It’s that time of the year where people flood your social media news-feed with selfies, old pictures, and hashtags dedicated to their dads. Several of these posts which praise a father publicly tend to instill a sense of pride, love and other intense emotions
While I’m one of those social media enthusiasts who post statuses with hashtags “daddy’s girl,” “dad’s my hero,” etc.. sharing how supportive, compassionate, and joyful my dad is. This year, I wanted to do something different to honor all the dads out there
on father’s day.
Instead of just stating how awesome he is, I wanted to share the little tidbits of financial lessons he tried to drill into my brain.
Being a financier himself, he had a lotta advice to offer when it comes to money and personal finance. As a teenager, I used to turn a deaf ear whenever the conversation steers towards finance.
But that was just until I became an Adult and realized how useful those little pieces of bits of advice were.
There.. I said it, Dad. Happy?
Now that I’ve accepted it, without further ado let me get on with pondering over 5 universal money lessons he taught me which could come in handy for any aspiring entrepreneur.
1. Keep track of your cash flow
Fathers always emphasize quite a bit on the importance of maintaining a stable budget and sticking to it. I’ve seen him sit around the coffee table at the end of every month with a bundle of bills, calculating the expenses, trying to tally everything.
My dad reckons that making it a habit to check all the statements and expenses carefully offers a complete control over our spending pattern.
You may claim that “I never had a budget for personal funds, but I survived.” Just because you glazed through it doesn’t mean your business would sustain it. It is vital to keep track of the cash flow, what generates revenue for your firm and how it is spent.
If you don’t maintain a record of it, how would you deduce the financial condition of your business? Hiring an accountant and starting to track the cash flow would give you an insight on when to rein in and rethink your strategies if required.

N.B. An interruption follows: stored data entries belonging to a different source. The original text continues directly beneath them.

Issue #85, opened 2022-10-17
Soapy: multiple channel configuration


etschneider:
I've made a first attempt at:
https://github.com/etschneider/FutureSDR/tree/ets_new_soapy

[EDIT: I pushed up some major changes and am adjusting this comment to match. I hope no one was looking at the original code.]

If anyone interested, please review and comment. This isn't pull ready,I just want to see if this general approach is acceptable before spending more time on it.

I made a new `blocks::soapy` sub-module, since the code is more complex. I'm using the `examples/soapy_multichan.rs` as a test case. (Perhaps some `#[ignore]` tests in the  soapy module would be better? Or both?) [EDIT: I've added some integration tests]

A few points:
- The new 'cmd' port is used for all the new configuration methods, and supports the dict format of the GNU Radio Soapy block, among others.
- The `SoapyConfig` type is meant to allow arbitrarily configurations of all channels/directions with a single message
- There is also a new `SoapyCommand` enum, but it doesn't really add anything currently.
- Since the configuration logic is the same for `SoapySource` and `SoapySink`, I've made a generic `SoapyDevice<stream type>` parent for them both. Trying to keep it DRY.
- I tend to think that the old `freq` and `sample_rate` ports should be removed. This would be a breaking change, so???

etschneider:
I'm not very happy with the current config structure, basically a struct full of options for every setting:

```rust
pub struct SoapyConfig {
    pub chan: Option<usize>,
    pub dir: SoapyConfigDir,
    pub sample_rate: Option<f64>,
    pub freq: Option<f64>,
    pub gain: Option<f64>,
    ...
```
Seems pretty wasteful, especially assuming that the configuration options will grow to support more of the Soapy device API.

I'll play around with something like:

```rust
enum SoapyConfigItem {
    Gain(f64),    
    Freq(f64),
    ...

struct SoapyConfig(Vec<SoapyConfigItem>);
```

The challenge is dealing with the channel number and direction options in a flexible and elegant way. Perhaps just a chan/dir enum item that applies to all subsequent items in the vec.

bastibl:
The message handler for the dict is very cool! Maybe it's the way to go and we should remove the other handlers. I had a look at the Soapy API. It's pretty big. I think we should have a rough plan about the way we want to proceed. At the moment, we add stuff as needed, but I don't have a good idea about a more complete implementation. Do you have any thoughts? Should we support the API calls through the dict?
[...]

PR #91, opened 2022-11-08
soapy: multi-channel configuration.

etschneider:
Supports individual channel configuration via builder and runtime msg ports.
Fixes: #85


bastibl:
thanks

PR #95, opened 2022-11-23
unsafe: rm unneeded Send/Sync impls

etschneider:
Figured it is better to let the compiler infer the traits when possible rather than forcing/faking it.


bastibl:
Cool, thanks!

PR #98, opened 2022-11-29
Initial Commit AGC Block

ratzrattillo:
Initial version of an AGC block.
However i still seem to have issues with the Pmt::Any part at e.g. https://github.com/FutureSDR/FutureSDR/compare/main...ratzrattillo:FutureSDR:sw_agc?expand=1#diff-a72e9fc325a0c7f1e0db0691e8314312b3724262a5fd8c0b997e8ce247791fefR70-R80

Setting the values is not yet working due to unknown Type id. Have to check that another day.
If you know a quick fix please let me know!

### DIFF
--- a/src/blocks/agc.rs
+++ b/src/blocks/agc.rs
@@ -1,5 +1,7 @@
+use num_complex::ComplexFloat;
 use futuresdr_pmt::Pmt;
 use futures::FutureExt;
+use rustfft::num_traits::ToPrimitive;
 
 use crate::anyhow::Result;
 use crate::runtime::Block;
@@ -13,7 +15,7 @@ use crate::runtime::StreamIoBuilder;
 use crate::runtime::WorkIo;
 
 
-pub struct AGC {
+pub struct AGC<T> {
     // Minimum value that has to be reached in order for AGC to start adjusting gain.
     squelch: f32,
     // maximum gain value (0 for unlimited).
@@ -26,9 +28,12 @@ pub struct AGC {
     adjustment_rate: f32,
     // (Boolean) Set when gain should not be adjusted anymore, but rather be locked to the current value
     gain_lock: u32,
+    _type: std::marker::PhantomData<T>,
 }
 
-impl AGC
+impl<T> AGC<T>
+    where
+        T: Send + Sync + ComplexFloat + 'static,
 {
     pub fn new(
         squelch: f32,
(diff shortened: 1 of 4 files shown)


src/blocks/agc.rs
```diff
@@ -0,0 +1,257 @@
...
+use crate::runtime::MessageIo;
+use crate::runtime::MessageIoBuilder;
+use crate::runtime::StreamIo;
+use crate::runtime::StreamIoBuilder;
+use crate::runtime::WorkIo;
+
+
+pub struct AGC<T> {
+    // Minimum value that has to be reached in order for AGC to start adjusting gain.
+    squelch: T,
```
etschneider, line 19: Why use type T for members? I think it would make more sense to just use a fixed type, like f32. All these gain related values should be real, so if I try to use a complex sample type it would be weird. If it is desired to use different real gain types (f32, f64) then an additional type could be used to differentiate it from the sample type. I'd just stick with f32 for now.

src/blocks/agc.rs
```diff
@@ -0,0 +1,257 @@
...
+                               }.boxed()
+                           },
+                )
+                .add_input("max_gain",
+                           |block: &mut AGC<T>,
+                            _mio: &mut MessageIo<AGC<T>>,
+                            _meta: &mut BlockMeta,
+                            p: Pmt| {
+                               async move {
+                                   if let Pmt::Any(ref r) = &p {
```
etschneider, line 70: If member types are just f32 then this would be much easier with just Pmt::F32(), no Pmt::Any complications.

src/blocks/agc.rs
```diff
@@ -0,0 +1,257 @@
...
+pub struct AGC<T> {
+    // Minimum value that has to be reached in order for AGC to start adjusting gain.
+    squelch: T,
+    // maximum gain value (0 for unlimited).
+    max_gain: T,
+    // initial gain value.
+    gain: T,
+    // reference value to adjust signal power to.
+    reference_power: T,
+    // the update rate of the loop.
```
etschneider, line 26: The meaning of "update_rate" was unclear to me by name before looking at the code. I first thought you might be doing periodic amplitude sampling. Perhaps something like "slew_rate", "gain_rate", or "adjustment_rate"? Pretty minor though, ignore at will.

Also, might as well use "doc comments" "///" here.

etschneider (commented):
I put a couple comments inline. I think avoiding generic type T for gain values makes sense here. That also avoids the `Pmt::Any` downcasting issues.

src/blocks/agc.rs
etschneider: GNU Radio just uses the term "rate". 

https://wiki.gnuradio.org/index.php/AGC

etschneider:
@ratzrattillo, I think there was a misunderstanding. The sample type should still be generic <T>, only the inner struct types as fixed real types, like f32.

E.g.
```rust
pub struct AGC<T> {
    // Minimum value that has to be reached in order for AGC to start adjusting gain.
    squelch: f32,
    // maximum gain value (0 for unlimited).
    max_gain: f32,
    // initial gain value.
    gain: f32,
    // reference value to adjust signal power to.
    reference_power: f32,
    // the update rate of the loop.
    adjustment_rate: f32,
    // (Boolean) Set when gain should not be adjusted anymore, but rather be locked to the current value
    gain_lock: u32,
    _type: PhanomData<T>,
}
```

Then something like:
```rust
impl<T> AGC<T>
{
    fn scale(&mut self, input: T) -> T {...}
}
```

```rust
impl<T: Send + 'static> Kernel for AGC<T> {
...
}
```

Where type T is the sample type of the input and output buffers. The sample type could be `f32`, `Complex32`, or whatever.

bastibl:
I rebased and merged it with some follow-up commits. Thank you both!

PR #100, opened 2022-12-04
Fix tag debug

AndersKaloer:
The current `TagDebug` block violates the following assert when the input type is different from `u8`: https://github.com/FutureSDR/FutureSDR/blob/main/src/runtime/stream_io.rs#L79.

I believe the implementation is supposed to be like the one implemented in this pull request.

I also created a simple `TagDebug` example, but I did not include it in the pull request (https://github.com/AndersKaloer/FutureSDR/tree/tag-debug-example). The example fails with the current `TagDebug` implementation, but works with this fix.


bastibl:
Great, thank you! I missed this when trying to make the ports more type-safe. I created `examples/debug` for code examples that cannot easily be made into unit tests. You could add the tag example there if you wanted.

PR #101, opened 2022-12-06
Add simple example with TagDebug

AndersKaloer:
As suggested in #100, this adds a simple example with the TagDebug block to `examples/debug`.


bastibl:
thanks!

2. Don’t exceed your budget
Dad has tried time and again to make me live within my means. Even as I write this, it is quite funny. From my third standard, dad started giving me an allowance, something like a weekly pocket money that I could spend on things I want.
There were no rules on how I should spend it, except the fact that if I end up spending it all in one go, I’ll have to wait until the end of the week to replenish my stash. Being a sweet-toothed foodie, I used to spend the first few allowances on candies
in a single day and would be whining around for the rest of the week.
But, dad never gave in to my whines, he even became immune to my puppy eyes when it was a money matter. I used to hate him for being so rigid, but when I started earning and took care of my own finances, I knew what an invaluable lesson it was.
That’s a cute memory, but how is it relevant to entrepreneurs? An entrepreneur’s vision is superior. However, their vision could sometimes make them over ambitious. The field of entrepreneurship is quite unpredictable so overspending your capital or making
financial decisions based on your future incomes.
The strategy of “Go big or Go home” may seem appealing and even work for a while, when you have a large stash of capital. But, contrary to your belief, your pocket isn’t Tartarus, the bottomless pit. So stretching your working capital to a thin line by spending
an extravagant amount of money may shake the foundations of your fledgeling business.